### Work task:
Lines from the beginning of the data below through the one containing "Web version of the Advanced User Guide by" are to be printed exactly as they appear.

***** Records for processing

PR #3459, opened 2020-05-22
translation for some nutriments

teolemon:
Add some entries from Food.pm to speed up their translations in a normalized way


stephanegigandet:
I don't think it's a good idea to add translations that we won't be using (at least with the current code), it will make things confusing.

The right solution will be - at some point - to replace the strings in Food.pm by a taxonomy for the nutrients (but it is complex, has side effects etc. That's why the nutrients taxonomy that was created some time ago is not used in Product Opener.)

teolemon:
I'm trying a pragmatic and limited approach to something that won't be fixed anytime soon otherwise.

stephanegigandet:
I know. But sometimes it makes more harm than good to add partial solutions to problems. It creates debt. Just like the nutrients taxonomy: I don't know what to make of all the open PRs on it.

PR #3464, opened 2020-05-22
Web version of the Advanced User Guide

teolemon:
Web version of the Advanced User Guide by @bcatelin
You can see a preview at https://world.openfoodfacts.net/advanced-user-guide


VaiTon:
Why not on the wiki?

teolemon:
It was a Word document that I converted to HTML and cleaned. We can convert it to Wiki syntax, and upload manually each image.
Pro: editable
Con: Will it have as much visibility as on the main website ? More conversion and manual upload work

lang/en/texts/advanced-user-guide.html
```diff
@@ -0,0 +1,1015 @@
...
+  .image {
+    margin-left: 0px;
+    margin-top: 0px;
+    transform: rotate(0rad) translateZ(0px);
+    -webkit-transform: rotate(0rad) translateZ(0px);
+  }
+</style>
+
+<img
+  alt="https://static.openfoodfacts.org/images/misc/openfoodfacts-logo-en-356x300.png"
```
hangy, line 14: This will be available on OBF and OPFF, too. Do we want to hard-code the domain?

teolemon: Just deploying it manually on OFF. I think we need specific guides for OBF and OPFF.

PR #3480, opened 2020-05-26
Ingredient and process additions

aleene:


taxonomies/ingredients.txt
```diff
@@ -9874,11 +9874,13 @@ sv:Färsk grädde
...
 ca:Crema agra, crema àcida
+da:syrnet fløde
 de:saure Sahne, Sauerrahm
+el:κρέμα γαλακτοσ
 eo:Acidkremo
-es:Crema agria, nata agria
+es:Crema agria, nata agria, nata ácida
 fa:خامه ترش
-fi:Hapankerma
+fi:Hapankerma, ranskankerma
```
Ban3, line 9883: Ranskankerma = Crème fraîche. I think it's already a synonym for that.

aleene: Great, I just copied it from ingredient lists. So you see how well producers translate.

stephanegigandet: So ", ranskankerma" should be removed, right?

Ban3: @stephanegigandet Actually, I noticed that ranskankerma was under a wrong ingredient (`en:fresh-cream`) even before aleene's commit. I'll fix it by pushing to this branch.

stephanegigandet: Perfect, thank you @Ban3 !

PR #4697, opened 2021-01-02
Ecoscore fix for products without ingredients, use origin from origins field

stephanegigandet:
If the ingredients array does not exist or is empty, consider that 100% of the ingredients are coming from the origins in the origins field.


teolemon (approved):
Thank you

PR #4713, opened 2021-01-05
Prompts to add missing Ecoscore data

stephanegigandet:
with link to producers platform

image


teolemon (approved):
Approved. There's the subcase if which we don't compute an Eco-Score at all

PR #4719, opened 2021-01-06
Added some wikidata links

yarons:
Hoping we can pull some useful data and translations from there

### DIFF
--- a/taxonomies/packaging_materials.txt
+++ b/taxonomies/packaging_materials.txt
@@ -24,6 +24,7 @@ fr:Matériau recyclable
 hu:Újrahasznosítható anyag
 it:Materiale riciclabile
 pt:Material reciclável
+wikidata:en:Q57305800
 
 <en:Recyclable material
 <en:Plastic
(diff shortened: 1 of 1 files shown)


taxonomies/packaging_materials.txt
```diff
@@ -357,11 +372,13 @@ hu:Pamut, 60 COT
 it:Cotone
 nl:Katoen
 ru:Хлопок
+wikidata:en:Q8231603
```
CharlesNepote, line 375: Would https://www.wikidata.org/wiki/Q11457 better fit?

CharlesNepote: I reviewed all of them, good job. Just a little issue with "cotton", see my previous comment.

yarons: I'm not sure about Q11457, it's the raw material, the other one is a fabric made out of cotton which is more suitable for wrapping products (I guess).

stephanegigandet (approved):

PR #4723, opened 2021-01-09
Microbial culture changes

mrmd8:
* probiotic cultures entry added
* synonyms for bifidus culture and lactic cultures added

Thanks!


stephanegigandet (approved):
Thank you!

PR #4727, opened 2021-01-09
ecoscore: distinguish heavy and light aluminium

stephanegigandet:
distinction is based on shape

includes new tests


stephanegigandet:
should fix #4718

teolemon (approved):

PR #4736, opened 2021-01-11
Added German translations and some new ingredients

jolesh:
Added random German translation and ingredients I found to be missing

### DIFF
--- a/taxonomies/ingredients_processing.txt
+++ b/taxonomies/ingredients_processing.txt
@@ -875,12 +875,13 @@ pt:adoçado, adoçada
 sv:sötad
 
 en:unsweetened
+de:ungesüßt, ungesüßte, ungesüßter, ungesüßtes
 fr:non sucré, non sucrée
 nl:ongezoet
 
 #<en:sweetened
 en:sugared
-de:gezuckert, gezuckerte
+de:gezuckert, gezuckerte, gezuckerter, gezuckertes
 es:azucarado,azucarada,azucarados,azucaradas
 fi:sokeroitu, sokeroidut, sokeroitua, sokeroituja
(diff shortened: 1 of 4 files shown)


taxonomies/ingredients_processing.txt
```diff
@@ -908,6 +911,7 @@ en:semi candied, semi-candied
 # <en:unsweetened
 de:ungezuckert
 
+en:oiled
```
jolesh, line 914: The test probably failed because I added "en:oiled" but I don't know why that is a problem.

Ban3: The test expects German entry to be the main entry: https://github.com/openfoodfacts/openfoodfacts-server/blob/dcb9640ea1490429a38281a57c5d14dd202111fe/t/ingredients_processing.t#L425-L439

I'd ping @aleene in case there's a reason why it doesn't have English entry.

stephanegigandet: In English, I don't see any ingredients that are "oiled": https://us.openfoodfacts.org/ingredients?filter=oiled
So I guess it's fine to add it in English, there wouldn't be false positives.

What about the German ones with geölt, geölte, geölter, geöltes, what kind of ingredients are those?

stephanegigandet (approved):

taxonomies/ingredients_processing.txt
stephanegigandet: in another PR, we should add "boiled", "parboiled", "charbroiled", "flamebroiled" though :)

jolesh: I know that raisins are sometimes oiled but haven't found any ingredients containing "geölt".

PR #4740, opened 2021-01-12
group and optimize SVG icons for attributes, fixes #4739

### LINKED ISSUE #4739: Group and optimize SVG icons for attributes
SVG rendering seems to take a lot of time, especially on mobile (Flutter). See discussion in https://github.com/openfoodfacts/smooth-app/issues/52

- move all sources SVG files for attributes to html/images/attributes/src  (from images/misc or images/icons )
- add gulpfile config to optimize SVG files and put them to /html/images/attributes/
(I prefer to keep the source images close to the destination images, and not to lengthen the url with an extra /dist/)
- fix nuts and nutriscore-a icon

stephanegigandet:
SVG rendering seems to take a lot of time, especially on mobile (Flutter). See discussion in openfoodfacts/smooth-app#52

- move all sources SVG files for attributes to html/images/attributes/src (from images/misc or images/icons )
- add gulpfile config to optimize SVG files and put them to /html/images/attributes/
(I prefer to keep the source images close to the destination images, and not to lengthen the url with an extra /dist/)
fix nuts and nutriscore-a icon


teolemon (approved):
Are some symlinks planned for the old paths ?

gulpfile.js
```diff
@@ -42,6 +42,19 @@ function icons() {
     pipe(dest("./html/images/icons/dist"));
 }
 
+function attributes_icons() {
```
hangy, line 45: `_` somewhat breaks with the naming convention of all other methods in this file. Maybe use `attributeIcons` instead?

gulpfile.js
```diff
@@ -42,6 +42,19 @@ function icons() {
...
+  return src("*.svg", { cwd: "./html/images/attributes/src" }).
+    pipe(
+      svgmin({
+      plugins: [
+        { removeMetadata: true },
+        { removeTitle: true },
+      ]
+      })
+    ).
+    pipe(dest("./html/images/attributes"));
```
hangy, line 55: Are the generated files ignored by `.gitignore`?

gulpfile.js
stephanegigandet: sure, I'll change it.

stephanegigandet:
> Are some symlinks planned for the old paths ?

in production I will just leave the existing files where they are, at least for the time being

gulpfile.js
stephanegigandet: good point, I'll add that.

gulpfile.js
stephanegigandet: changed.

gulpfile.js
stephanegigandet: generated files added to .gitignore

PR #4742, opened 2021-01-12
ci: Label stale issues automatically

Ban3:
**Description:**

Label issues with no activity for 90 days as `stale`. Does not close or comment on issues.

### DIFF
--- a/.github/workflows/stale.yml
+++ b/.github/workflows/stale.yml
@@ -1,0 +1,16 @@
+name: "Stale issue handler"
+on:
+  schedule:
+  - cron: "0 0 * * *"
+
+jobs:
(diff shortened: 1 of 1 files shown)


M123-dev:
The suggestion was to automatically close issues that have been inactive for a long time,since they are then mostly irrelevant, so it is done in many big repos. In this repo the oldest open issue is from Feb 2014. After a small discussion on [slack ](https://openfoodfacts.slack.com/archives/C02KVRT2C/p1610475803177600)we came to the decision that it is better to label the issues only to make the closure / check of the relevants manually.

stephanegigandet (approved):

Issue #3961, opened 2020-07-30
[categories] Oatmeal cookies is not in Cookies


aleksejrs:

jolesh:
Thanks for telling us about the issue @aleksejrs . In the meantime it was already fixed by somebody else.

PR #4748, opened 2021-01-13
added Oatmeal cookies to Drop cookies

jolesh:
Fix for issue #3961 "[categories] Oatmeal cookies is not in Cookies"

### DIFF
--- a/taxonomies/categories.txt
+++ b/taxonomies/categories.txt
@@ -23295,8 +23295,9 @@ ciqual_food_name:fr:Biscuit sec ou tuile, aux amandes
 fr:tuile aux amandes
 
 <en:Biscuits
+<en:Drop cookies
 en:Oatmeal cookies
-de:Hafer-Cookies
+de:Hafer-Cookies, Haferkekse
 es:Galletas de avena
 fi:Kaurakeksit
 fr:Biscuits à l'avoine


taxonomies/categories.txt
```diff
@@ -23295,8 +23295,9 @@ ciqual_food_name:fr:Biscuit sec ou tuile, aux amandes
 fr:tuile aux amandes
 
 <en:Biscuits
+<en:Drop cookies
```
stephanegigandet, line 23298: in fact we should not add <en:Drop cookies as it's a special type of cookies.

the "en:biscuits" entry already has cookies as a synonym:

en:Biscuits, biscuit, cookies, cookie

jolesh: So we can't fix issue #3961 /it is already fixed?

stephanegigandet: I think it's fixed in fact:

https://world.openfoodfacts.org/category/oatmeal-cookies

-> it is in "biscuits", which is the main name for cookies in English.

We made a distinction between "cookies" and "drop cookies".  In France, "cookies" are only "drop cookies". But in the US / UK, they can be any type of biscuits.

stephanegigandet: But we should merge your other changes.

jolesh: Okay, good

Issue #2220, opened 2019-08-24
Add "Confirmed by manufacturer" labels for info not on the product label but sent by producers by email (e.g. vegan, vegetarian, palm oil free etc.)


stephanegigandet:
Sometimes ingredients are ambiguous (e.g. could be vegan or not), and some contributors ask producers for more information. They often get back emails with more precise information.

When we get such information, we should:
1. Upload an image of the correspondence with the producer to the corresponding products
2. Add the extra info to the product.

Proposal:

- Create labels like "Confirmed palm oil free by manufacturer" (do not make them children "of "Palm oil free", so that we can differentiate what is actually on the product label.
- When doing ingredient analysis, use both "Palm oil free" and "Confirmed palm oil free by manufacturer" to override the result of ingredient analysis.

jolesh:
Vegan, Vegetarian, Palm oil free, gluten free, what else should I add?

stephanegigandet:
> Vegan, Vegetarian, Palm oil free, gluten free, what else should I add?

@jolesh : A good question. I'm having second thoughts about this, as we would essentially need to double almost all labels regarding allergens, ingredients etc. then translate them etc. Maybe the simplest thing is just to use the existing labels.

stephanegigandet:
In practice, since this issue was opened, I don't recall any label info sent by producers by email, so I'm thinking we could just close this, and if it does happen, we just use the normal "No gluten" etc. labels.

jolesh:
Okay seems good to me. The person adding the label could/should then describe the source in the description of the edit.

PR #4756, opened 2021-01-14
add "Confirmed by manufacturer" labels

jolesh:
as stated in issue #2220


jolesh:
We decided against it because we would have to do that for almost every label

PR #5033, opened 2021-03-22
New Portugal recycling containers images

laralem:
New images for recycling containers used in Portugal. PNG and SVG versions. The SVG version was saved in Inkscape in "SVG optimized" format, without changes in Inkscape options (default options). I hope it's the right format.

**********

### Output of the task:
PR #3459, opened 2020-05-22
translation for some nutriments

teolemon:
Add some entries from Food.pm to speed up their translations in a normalized way


stephanegigandet:
I don't think it's a good idea to add translations that we won't be using (at least with the current code), it will make things confusing.

The right solution will be - at some point - to replace the strings in Food.pm by a taxonomy for the nutrients (but it is complex, has side effects etc. That's why the nutrients taxonomy that was created some time ago is not used in Product Opener.)

teolemon:
I'm trying a pragmatic and limited approach to something that won't be fixed anytime soon otherwise.

stephanegigandet:
I know. But sometimes it makes more harm than good to add partial solutions to problems. It creates debt. Just like the nutrients taxonomy: I don't know what to make of all the open PRs on it.

PR #3464, opened 2020-05-22
Web version of the Advanced User Guide

teolemon:
Web version of the Advanced User Guide by @bcatelin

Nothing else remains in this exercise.